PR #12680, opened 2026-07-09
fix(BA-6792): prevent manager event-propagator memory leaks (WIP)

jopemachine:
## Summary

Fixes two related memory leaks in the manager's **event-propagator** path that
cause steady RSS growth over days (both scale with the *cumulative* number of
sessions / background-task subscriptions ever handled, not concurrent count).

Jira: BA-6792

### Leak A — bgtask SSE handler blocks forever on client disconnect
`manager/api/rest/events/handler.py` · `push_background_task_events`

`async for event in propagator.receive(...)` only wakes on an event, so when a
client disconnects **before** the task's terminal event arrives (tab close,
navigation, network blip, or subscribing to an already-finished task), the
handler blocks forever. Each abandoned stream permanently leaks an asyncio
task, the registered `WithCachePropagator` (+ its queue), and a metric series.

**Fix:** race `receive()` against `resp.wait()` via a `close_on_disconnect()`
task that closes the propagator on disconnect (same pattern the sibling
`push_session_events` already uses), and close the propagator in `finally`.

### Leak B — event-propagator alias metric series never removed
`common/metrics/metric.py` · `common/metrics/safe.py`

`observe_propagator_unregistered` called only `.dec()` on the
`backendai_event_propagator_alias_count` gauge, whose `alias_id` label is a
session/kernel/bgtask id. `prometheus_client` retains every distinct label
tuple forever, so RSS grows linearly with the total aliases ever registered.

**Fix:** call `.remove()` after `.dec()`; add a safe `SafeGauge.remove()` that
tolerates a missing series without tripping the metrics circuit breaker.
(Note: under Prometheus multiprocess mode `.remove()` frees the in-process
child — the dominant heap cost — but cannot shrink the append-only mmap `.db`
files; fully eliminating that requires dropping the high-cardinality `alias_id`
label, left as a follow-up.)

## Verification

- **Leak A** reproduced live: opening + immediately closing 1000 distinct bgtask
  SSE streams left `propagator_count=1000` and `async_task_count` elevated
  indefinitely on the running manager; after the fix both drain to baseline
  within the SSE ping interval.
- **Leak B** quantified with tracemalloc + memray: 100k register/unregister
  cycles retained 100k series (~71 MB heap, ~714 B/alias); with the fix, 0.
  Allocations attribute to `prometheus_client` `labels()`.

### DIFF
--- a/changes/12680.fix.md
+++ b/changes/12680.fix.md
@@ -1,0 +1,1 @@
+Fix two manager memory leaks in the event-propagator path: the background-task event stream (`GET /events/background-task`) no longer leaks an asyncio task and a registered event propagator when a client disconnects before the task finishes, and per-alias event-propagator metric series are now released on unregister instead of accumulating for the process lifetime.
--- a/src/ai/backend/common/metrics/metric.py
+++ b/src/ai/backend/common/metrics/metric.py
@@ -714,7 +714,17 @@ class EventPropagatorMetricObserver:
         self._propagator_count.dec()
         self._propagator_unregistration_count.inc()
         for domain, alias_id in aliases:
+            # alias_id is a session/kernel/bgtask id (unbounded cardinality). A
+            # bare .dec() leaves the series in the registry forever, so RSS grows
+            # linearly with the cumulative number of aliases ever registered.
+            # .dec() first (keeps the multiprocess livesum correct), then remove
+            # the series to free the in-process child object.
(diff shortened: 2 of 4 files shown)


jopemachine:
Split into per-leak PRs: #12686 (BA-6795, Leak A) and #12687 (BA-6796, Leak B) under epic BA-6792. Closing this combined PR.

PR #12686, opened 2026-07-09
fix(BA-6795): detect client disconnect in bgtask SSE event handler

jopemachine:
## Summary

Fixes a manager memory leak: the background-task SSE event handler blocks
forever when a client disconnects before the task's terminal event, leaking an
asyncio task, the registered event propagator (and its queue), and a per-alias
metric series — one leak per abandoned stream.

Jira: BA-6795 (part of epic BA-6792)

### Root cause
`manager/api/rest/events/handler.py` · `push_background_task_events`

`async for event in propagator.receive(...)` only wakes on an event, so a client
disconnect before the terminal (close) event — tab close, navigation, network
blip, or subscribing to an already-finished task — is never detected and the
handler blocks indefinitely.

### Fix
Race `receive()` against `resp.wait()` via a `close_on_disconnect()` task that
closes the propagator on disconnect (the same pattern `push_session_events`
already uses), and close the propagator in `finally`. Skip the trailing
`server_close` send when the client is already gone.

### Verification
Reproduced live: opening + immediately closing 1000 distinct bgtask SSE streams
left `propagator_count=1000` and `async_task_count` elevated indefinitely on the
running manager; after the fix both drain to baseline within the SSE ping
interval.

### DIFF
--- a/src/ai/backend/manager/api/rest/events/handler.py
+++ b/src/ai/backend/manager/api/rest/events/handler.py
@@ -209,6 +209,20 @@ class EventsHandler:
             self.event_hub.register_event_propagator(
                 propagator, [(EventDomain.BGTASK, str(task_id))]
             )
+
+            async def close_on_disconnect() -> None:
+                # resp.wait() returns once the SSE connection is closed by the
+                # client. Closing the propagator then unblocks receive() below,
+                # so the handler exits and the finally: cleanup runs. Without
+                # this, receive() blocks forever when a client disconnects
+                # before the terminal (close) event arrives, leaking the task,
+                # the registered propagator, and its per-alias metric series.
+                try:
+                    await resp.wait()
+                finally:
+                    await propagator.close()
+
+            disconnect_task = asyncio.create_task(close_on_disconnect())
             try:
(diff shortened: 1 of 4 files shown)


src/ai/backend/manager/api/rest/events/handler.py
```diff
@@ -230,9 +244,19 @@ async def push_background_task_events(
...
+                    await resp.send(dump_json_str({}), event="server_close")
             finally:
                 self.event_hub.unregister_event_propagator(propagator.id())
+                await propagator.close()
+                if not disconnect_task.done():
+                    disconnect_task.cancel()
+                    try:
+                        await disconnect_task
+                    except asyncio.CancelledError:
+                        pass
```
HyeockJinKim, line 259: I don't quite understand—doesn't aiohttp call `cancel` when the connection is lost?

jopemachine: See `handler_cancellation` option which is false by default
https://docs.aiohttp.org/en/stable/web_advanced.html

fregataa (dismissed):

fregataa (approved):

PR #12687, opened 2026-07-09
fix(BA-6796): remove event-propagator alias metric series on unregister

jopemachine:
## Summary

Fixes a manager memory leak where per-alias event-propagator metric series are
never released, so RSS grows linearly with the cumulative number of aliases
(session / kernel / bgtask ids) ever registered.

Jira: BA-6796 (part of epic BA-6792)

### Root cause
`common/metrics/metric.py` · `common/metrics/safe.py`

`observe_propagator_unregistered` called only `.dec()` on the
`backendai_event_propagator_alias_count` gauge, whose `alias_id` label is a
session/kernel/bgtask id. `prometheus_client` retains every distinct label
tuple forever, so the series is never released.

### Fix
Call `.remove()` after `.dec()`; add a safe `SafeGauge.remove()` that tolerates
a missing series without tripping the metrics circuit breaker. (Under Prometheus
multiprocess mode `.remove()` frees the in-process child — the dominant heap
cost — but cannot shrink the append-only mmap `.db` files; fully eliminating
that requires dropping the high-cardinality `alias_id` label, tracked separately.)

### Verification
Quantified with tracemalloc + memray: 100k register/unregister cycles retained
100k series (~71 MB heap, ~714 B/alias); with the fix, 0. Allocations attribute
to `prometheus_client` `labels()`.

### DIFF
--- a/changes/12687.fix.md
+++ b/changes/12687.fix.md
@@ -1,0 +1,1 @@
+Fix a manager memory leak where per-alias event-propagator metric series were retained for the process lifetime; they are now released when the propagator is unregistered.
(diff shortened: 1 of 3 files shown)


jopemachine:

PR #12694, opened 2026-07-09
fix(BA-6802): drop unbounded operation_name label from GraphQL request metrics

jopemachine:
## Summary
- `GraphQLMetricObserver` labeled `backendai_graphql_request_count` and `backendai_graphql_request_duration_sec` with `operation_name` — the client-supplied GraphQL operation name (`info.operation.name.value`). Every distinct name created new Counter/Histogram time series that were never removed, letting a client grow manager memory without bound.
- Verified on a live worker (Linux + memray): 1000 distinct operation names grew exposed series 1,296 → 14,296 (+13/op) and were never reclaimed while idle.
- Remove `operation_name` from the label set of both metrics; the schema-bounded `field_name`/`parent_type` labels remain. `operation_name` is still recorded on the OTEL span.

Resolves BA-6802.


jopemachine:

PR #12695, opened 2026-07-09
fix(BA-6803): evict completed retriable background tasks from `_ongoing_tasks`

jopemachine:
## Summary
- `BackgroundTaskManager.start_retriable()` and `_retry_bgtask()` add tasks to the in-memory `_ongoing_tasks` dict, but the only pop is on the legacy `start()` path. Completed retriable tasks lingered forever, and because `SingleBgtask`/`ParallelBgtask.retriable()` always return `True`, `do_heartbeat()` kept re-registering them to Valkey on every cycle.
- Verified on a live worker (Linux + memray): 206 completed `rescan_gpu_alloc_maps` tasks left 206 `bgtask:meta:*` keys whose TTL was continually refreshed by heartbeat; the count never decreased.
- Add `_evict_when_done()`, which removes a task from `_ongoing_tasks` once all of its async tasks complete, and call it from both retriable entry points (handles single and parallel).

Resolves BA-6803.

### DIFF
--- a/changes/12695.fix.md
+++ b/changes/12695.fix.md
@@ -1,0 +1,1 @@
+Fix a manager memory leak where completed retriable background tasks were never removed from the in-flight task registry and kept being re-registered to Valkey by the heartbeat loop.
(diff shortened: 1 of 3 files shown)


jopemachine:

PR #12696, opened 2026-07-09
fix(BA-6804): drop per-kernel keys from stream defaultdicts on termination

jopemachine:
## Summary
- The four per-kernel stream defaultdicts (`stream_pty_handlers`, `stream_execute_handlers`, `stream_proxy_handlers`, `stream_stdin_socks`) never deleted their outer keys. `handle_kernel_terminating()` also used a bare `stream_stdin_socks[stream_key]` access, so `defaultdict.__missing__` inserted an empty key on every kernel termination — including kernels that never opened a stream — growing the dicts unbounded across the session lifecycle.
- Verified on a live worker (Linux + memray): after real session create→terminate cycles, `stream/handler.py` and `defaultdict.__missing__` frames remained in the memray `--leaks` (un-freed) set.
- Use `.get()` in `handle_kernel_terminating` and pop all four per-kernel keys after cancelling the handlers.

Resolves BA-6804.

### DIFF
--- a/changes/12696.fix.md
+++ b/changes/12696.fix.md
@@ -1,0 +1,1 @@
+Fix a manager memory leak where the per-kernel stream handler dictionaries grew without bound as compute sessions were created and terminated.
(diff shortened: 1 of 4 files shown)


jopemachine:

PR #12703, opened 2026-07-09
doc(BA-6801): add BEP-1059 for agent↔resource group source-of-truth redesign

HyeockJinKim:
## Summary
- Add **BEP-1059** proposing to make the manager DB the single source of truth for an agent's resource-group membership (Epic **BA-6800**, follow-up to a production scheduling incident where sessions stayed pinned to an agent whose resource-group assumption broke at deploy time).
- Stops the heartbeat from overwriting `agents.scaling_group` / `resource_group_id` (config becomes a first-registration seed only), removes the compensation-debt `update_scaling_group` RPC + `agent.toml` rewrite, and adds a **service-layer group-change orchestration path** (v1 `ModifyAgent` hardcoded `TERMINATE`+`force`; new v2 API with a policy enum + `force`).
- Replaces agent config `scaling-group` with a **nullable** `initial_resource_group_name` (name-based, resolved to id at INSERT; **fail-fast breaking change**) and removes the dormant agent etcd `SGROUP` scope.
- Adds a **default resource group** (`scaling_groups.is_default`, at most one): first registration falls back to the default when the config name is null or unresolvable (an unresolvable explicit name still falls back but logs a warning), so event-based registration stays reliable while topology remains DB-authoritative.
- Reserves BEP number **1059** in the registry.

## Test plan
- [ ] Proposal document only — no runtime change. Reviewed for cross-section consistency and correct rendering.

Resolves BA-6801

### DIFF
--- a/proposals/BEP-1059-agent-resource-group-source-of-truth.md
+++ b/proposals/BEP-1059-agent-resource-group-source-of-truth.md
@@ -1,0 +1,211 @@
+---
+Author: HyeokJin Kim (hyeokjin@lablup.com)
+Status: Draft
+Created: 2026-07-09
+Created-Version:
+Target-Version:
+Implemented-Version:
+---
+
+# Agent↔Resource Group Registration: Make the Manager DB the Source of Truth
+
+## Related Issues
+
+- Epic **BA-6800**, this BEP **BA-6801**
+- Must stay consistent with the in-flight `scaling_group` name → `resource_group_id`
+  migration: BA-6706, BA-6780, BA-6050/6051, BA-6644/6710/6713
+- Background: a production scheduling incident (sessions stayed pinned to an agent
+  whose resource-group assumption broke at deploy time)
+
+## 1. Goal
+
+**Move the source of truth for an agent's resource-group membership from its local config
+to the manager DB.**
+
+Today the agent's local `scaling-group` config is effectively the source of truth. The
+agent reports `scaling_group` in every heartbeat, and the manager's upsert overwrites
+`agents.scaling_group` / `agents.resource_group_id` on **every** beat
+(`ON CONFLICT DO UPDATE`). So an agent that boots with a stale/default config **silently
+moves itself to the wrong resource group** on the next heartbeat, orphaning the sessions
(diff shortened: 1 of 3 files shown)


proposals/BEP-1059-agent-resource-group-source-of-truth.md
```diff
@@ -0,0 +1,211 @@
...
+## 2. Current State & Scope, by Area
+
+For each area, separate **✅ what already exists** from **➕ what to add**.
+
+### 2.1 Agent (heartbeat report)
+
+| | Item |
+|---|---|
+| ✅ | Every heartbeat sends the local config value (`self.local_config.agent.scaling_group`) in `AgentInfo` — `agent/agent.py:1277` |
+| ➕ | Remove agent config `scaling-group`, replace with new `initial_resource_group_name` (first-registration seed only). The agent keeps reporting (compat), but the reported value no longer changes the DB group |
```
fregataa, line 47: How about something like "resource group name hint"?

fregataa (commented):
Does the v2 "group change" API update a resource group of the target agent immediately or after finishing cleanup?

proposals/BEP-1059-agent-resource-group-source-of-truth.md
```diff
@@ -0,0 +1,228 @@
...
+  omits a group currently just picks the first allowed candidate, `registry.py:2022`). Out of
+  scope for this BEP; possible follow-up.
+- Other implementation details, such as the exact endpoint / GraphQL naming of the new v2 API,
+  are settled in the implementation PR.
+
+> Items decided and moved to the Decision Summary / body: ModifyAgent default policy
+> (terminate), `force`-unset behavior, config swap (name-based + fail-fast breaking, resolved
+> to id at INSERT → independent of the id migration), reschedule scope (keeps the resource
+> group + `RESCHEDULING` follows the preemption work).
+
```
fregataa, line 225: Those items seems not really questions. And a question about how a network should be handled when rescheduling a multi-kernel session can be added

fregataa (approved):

________________

EXERCISE DETAILS:
Line count for "interval": give the number of lines in the data above that include it, and nothing else.

EXERCISE RESPONSE:
2